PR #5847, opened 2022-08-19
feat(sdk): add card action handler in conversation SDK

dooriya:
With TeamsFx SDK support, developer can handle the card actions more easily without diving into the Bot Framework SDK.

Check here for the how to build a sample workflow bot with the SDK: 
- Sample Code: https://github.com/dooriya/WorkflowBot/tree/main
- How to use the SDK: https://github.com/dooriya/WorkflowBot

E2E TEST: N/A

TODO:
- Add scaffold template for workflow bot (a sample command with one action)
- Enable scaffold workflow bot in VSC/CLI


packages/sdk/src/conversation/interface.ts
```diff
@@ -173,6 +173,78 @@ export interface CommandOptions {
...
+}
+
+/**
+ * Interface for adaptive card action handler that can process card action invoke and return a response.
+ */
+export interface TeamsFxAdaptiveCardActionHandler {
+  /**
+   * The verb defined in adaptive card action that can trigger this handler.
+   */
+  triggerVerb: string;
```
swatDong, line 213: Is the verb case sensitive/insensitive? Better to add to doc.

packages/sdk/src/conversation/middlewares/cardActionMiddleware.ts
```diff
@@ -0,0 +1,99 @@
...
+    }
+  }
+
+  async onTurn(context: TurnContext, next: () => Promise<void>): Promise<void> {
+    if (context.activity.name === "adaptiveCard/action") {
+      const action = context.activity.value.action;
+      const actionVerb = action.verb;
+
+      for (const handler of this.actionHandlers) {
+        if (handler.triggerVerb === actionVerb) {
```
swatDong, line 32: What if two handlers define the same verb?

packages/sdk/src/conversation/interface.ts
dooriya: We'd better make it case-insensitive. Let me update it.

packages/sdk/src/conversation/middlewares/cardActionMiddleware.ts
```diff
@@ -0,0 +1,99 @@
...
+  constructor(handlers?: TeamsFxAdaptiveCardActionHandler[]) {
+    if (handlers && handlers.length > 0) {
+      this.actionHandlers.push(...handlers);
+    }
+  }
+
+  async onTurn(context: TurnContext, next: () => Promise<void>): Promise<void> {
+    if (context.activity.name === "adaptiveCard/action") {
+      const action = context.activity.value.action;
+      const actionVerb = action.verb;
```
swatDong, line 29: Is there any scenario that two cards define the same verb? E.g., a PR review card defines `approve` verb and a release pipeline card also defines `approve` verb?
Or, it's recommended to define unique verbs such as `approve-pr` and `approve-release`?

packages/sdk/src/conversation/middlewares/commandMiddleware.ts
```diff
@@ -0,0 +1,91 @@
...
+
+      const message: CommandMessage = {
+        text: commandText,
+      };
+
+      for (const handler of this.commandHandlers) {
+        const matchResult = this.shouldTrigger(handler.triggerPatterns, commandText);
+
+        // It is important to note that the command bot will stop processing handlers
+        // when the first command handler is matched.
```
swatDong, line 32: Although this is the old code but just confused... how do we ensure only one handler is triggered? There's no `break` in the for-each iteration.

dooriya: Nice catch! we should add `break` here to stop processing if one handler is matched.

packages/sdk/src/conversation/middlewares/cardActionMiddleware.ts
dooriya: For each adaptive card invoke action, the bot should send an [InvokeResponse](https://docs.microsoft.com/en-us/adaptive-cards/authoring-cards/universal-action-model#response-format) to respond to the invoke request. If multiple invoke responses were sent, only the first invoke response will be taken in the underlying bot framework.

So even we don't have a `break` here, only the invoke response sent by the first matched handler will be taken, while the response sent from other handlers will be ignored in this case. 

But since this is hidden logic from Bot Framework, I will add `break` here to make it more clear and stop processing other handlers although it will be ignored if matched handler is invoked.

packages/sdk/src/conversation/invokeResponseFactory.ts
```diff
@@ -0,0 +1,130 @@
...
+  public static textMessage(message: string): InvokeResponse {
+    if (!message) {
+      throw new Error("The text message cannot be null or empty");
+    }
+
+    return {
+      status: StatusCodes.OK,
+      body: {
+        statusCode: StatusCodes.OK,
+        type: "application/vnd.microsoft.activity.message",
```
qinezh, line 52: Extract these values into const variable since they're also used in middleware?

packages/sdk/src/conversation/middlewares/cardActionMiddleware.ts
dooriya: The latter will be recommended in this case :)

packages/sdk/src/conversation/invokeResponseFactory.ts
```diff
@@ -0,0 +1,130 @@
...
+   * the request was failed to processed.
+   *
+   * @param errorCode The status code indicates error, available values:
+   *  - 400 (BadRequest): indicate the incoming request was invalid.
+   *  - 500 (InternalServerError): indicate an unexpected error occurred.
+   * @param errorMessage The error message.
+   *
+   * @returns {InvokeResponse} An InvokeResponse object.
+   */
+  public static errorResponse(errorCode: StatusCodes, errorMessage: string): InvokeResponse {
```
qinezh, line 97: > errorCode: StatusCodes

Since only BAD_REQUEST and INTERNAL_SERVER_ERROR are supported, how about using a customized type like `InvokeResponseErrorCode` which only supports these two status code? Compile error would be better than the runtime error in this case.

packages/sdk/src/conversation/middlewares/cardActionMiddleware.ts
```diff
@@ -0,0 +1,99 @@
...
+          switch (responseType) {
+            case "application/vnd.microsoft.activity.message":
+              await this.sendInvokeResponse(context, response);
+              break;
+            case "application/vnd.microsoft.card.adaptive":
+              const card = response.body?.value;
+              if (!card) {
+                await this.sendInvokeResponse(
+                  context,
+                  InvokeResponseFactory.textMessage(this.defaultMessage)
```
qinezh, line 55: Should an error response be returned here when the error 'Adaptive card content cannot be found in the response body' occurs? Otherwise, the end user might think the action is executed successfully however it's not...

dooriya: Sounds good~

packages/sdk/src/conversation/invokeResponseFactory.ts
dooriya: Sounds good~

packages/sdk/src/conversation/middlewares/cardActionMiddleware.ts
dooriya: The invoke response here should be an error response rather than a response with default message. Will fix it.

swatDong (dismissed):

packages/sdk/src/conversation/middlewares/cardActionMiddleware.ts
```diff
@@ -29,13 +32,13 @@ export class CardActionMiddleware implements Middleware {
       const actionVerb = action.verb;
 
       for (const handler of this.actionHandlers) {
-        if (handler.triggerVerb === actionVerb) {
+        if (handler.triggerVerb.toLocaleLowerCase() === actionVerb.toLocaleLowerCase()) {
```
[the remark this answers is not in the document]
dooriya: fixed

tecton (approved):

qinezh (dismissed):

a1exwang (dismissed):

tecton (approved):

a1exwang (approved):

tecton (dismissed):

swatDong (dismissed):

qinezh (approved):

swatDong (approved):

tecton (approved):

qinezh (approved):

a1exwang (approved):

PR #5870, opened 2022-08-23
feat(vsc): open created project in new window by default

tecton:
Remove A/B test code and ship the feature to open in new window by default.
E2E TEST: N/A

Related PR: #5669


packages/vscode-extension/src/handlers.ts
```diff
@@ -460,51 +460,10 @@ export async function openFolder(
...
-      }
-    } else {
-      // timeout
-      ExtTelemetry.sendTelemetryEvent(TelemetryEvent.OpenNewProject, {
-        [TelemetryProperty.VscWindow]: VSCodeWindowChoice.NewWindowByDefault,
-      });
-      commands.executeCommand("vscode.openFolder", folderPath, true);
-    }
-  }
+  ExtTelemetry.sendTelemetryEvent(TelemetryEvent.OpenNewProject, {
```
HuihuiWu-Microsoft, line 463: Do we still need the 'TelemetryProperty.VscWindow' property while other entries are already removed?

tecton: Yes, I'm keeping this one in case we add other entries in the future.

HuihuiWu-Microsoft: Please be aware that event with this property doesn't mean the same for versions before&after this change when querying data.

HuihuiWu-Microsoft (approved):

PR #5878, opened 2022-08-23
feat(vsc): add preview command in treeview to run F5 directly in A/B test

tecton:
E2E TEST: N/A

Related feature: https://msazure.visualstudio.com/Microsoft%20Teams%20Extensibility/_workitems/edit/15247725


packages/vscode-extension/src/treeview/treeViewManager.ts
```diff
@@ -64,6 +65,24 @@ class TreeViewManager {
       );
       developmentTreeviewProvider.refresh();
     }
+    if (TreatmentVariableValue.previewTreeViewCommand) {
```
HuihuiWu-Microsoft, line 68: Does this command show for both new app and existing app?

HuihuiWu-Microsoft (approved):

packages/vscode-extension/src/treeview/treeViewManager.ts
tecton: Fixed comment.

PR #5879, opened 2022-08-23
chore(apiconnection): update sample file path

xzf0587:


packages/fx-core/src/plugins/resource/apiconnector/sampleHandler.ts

━━━━━━

*What to do*
If a line falls between the first line of the records and the line containing "- Add scaffold", inclusive, repeat it exactly; leave out all others.

*Task answer*
PR #5847, opened 2022-08-19
feat(sdk): add card action handler in conversation SDK

dooriya:
With TeamsFx SDK support, developer can handle the card actions more easily without diving into the Bot Framework SDK.

Check here for the how to build a sample workflow bot with the SDK: 
- Sample Code: https://github.com/dooriya/WorkflowBot/tree/main
- How to use the SDK: https://github.com/dooriya/WorkflowBot

E2E TEST: N/A

TODO:
- Add scaffold template for workflow bot (a sample command with one action)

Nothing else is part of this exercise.